Ergo Al-Libbi today is depicting people, who were looked at in the 1980s as potential mohajirs by duty from a religious/ideological point of view, as helpless hostages when in the vicinity of non-Muslim "fortresses" (like, armoured convoys targeted by IEDs and operating bases mortared and rocketed) in his work. He is not suggesting they should be mohajirs. Possible reasons for why that interpretation of the situation is preferred could be interesting to look at.
- When, for example, an Afghan student-journalist in Balkh, northern Afghanistan - Parvaz Kambakhsh - can get a death sentence for downloading from the internet Iranian literature critical of Islam, it's tricky to call the Islamic Republic of Afghanistan a place where one cannot practice the Islamic religion loyally.
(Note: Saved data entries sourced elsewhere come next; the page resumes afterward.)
Issue #769, opened 2026-04-19
Agent loading scaling issue


MustafaKANLI:
Summary

OpenClaude freezes indefinitely when loading a large number of custom agents or large external memory/vaults (like Obsidian or ECC). The agent loader/parser cannot scale beyond a few dozen markdown files.
Steps to Reproduce

    Install OpenClaude.

    Populate ~/.openclaude/agents with 40+ agents (ECC repo) or link a large Obsidian vault for memory.

    Open a terminal in a project with a large node_modules folder.

    Run openclaude.

Expected Behavior

Efficient parsing of agents and indexing of project files (honoring .claudeignore) without hanging.
Actual Behavior

Total terminal freeze during "Initializing/Indexing". CPU usage spikes to 100%. CTRL+C is unresponsive; requires pkill -9.
Environment

    OpenClaude version: v0.4.0

    OS: Ubuntu 24.04 LTS

    Provider: OpenRouter

    Model: z-ai/glm-5.1

Additional Context

    The freeze happens even with a .claudeignore file present.

    Obsidian Integration: Large markdown vaults trigger the same indexing hang as the ECC agents.

    Scaling issue: Works fine with <5 agents, fails with 40+.

  Screenshots:

<img width="856" height="627" alt="Image" src="https://github.com/user-attachments/assets/8890768c-9e9e-4fae-ab8c-ac2c8b0cb63c" />

<img width="771" height="476" alt="Image" src="https://github.com/user-attachments/assets/5c16b97b-35e0-442e-930a-e720fccf2406" />

kevincodex1:
hi can you try this again?

jatmn:
This is being addressed in #1240, which targets the markdown agent/vault loading side of this report by batching markdown reads and capping oversized files so startup does not hang on large agent directories or linked vaults.

Leaving this open while that PR is pending. One note: #1240 intentionally scopes the project file indexing / node_modules path separately, so if that still reproduces after the markdown loader fix lands, we should track that as its own focused follow-up.

PR #1240, opened 2026-05-18
fix(loader): batch markdown reads + cap file size to unblock startup

0xfandom:
## Summary

Refs #769. REPL froze indefinitely at "Initializing/Indexing" (CPU 100%, Ctrl+C dead) when `~/.openclaude/agents` had 40+ markdown files — common for ECC repo users and anyone who symlinked an Obsidian vault into the agents dir. `loadMarkdownFiles` was doing unbounded `Promise.all` over every file ripgrep returned, opening that many fds at once and blocking the event loop on `parseFrontmatter` for the entire batch before yielding.

## What changed

- **Commit 1** (`5b1e298`): two-part fix in `src/utils/markdownConfigLoader.ts`
  - Batched concurrent reads to `MARKDOWN_LOAD_BATCH_SIZE = 32`. Matches the `READ_BATCH_SIZE` pattern already used by `listSessionsImpl.ts`. fd usage now constant; the event loop yields between batches so the renderer can paint progress.
  - Pre-stat and skip files larger than 256 KiB by default. Legitimate commands/agents/skills/output-styles are kilobytes; oversized markdown almost always means a vault note pulled in via symlink, and loading multi-MB blobs into memory drives the RSS/GC pressure that caused the freeze. Override with `CLAUDE_CODE_MAX_MARKDOWN_FILE_SIZE_BYTES` for power users with intentionally large config files. Skipped files emit a `logForDebugging` warning naming the path + size so a missing agent is diagnosable.
- **Commit 2** (`d32ede5`): regression tests covering >batch-size loads (80 files), the oversized-skip behavior, and the env override.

Consensus couldn't easily be found regarding such a statement, as past debates between globally oriented jihadists and local-player Afghan Taliban might show, too. Today's Afghan government is just very different from the one that communists in Moscow felt was trying to force modernist-communist dogma on traditional Afghan society too hard at the end of the 1970s.
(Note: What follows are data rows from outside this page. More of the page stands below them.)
Issue #1233, opened 2026-05-18
bug: Vietnamese UTF-8 input text disappears / characters dropped


Long-Trinh-Tien:
## Summary

When typing Vietnamese text (multi-byte UTF-8 characters with diacritics, e.g., `hệ thống`, `tiếng Việt`) directly into the prompt, the text completely disappears or characters are dropped. However, **copy-pasting the exact same text works perfectly fine**. The issue only occurs during live interactive typing.

## Steps to Reproduce

1. Open OpenClaude in the terminal.
2. Try to type any Vietnamese phrase directly using an IME with Telex/VNI (e.g., type `tieengs vieetj` to get `tiếng việt`).
3. Observe that characters are being dropped or the text vanishes as you type.
4. (Contrast) Copy the text `tiếng việt` from elsewhere and paste it into the prompt -> observe that it works normally.

## Expected Behavior

The Vietnamese text should be captured and displayed correctly in full UTF-8 encoding while typing interactively, just like it does during a copy-paste action.

## Actual Behavior

During live typing, characters disappear completely or are heavily dropped as the IME processes the keystrokes. The input field remains blank or contains only broken, single-byte English characters.

## Environment

- OpenClaude version: 0.13.0
- OS: Ubuntu 20.04 and 24.04
- Terminal: GNOME Terminal
- Provider: OpenRouter
- Model: anymodel

## Additional Context

Since copy-paste works fine, the application's core rendering and backend encoding handle UTF-8 correctly. 

The bug is strictly isolated to the interactive input/keydown event listener or prompt library (e.g., `inquirer`, `prompts`, `readline`) failing to handle multi-byte IME composition events (`compositionstart`, `compositionupdate`, `compositionend`) used by Vietnamese input methods like IBus, Fcitx, or Bamboo.

Nhathoangv:
same problem.

jatmn:
should be closed by #1241

PR #1241, opened 2026-05-19
fix(input): preserve split utf8 keypresses

jatmn:
## Summary

- buffer incomplete UTF-8 byte sequences across stdin parser reads before converting them to text
- preserve the existing high-bit meta-key fallback when a lone pending byte is flushed
- add regression coverage for Vietnamese input arriving one byte at a time, matching the live IME typing failure mode from #1233

## Validation

- bun test src\ink\parse-keypress.test.ts
- bun test src\components\TextInput.test.tsx src\ink\parse-keypress.test.ts
- bun run build
- git diff --check

### DIFF
--- a/src/ink/parse-keypress.test.ts
+++ b/src/ink/parse-keypress.test.ts
@@ -18,6 +18,26 @@ function parseInputEvent(sequence: string): InputEvent {
   return new InputEvent(item as ParsedKey)
 }
 
+function parseInputEventsFromByteChunks(text: string): InputEvent[] {
+  let state = INITIAL_STATE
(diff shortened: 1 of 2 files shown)


Vasanthdev2004:
### Blockers

None found.

### Non-Blocking

None.

### Looks Good

- Preserves split utf8 keypresses
- 113 additions, 12 deletions — focused fix
- From jatmn (co-maintainer)

---

**Verdict: Approve** — clean input fix.

Vasanthdev2004 (approved):
Clean input fix.

kevincodex1 (approved):

PR #1244, opened 2026-05-19
fix(ink): correct stringWidth JS fallback for symbol characters

### LINKED ISSUE #1230: RFC: Switch the recommended runtime to Bun
## Problem

openclaude renders with visible artifacts under `node` that never happen under `bun`, using the same `dist/cli.mjs`. 100% reproducible under node, 0% under bun. Confirmed on macOS Terminal.app with Node v24.

Symptoms (video attached):
- Spinner glyph collapses against the verb (`*Crunching…` instead of `* Crunching…`)
- Ghost duplicate characters in parenthesized status (`((thinking with high effort)`)
- Verb text shifts ±1 column between frames
- Mid-screen escape sequence garbage during heavy thinking

https://github.com/user-attachments/assets/8fe1a8fd-0b36-4c3f-9426-98ba5d9b61e6

Openclaude running with the default node runtime

## Workaround

Run the installed bundle directly under bun instead of letting the `node`-shebanged bin launcher take over:

```sh
bun ~/.bun/install/global/node_modules/@gitlawb/openclaude/dist/cli.mjs
```

Or as an alias:

```sh
alias openclaude="bun ~/.bun/install/global/node_modules/@gitlawb/openclaude/dist/cli.mjs"
```

https://github.com/user-attachments/assets/baf7d728-cda4-4538-9da7-1c911a3ad823

All artifacts disappear. Confirms the issue is runtime-bound, not code-bound.

## Likely root cause

The TS port of Yoga at `src/native-ts/yoga-layout/index.ts` has non-determinism between V8 (node) and JavaScriptCore (bun) — most likely in padding-cell state tracking for `<Box width={N}>` wrapping smaller content. Same code, different engine, different result.

This is consistent with CC being built on Bun and shipped as a compiled binary: ship one runtime, compile it in, eliminate the cross-engine surface area entirely. A point fix on individual components (collapsing a Box into a single Text) hides the symptom in one place but leaves the same bug class active everywhere else a Box has padding.

## Proposal

Three options, in order of investment:

**1. Document bun as the preferred runtime**
Update README with the workaround above. Zero code changes.

**2. Smart bin wrapper**
`bin/openclaude` becomes a JS launcher that prefers bun and falls back to node with a one-time hint. ~50 lines. Cross-platform via the same pattern as prettier/vercel/etc.

**3. Compile to a single binary with `bun build --compile`**
Ship platform-specific binaries via `optionalDependencies` (esbuild/swc/biome pattern). No user-side runtime dependency. Same distribution model as CC.

(3) is the cleanest endgame. (2) is the fastest 80% fix. (1) costs nothing.

## Ask

Is there a known reason `bin/openclaude` uses `#!/usr/bin/env node` despite bun being the only build/dev runtime? Would a PR for (2) or (3) be welcome?

3kin0x:
## Summary

- **What changed**: Improved the JavaScript fallback for `stringWidth` to correctly calculate the terminal width of symbol characters (range `U+2000` - `U+2BFF`). Single-codepoint symbols in this range are now treated as width 1 unless they are explicitly qualified by an emoji variation selector (VS16).
- **Why it changed**: This fix addresses #1230. Under Node.js, the previous fallback logic incorrectly reported a width of 2 for certain symbols (like the `✳` used in spinners), leading to layout misalignments, ghost characters, and "collapsed" UI elements due to desynchronization between the engine's model and the actual terminal state.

- If you want to show you're a magician, you'll call for sunset when sunset shall come anyway, not five minutes after sun-up. Calling on Afghans to become mohajirs today would be an unrealistic demand. Now there's armed conflict in Pakistan, along with a food crisis, with reports that even Pakistani Taliban themselves have recently stopped shipments of flour about to be smuggled to the other side of the border from Pakistan. No massive flow of mohajirs would be welcome there, one feels. And UNHCR and NGO operations, with foreigners entering the FATA, wouldn't be welcome, either. As to could-be Afghan mohajirs themselves, no matter how religious one is, one typically won't take one's family to somewhere where they won't necessarily have what to eat. Not to say that they are not pushed by ISAF operations nearly as much as 1980s refugees were by the enemy-centric Soviet COIN tactics. In these circumstances, a none-too-influential call for departure of their needed local supporters likely doesn't seem productive from AQ guerrillas' point of view.
- Meanwhile, Pakistan's government is criticised by jihadi ideologues almost as much nowadays as the government of Afghanistan is. With the standards employed by jihadists, even Pakistan isn't entirely proper Islamic land. So where would true mohajirs have to go then? Iran surely wouldn't be a destination preferred by al-Libbi and his colleagues. Land ruled by the Pakistani Taliban could be, but, again, there's the food crisis to think of. And meanwhile the Taliban in Afghanistan wouldn't want to say that in Afghanistan they don't control any land at all that they could call stably their own (thus theoretically offering an alternative to land ruled by the Afghan government themselves).
Hence more of a need for jihadists for Hukm at-Tatarrus.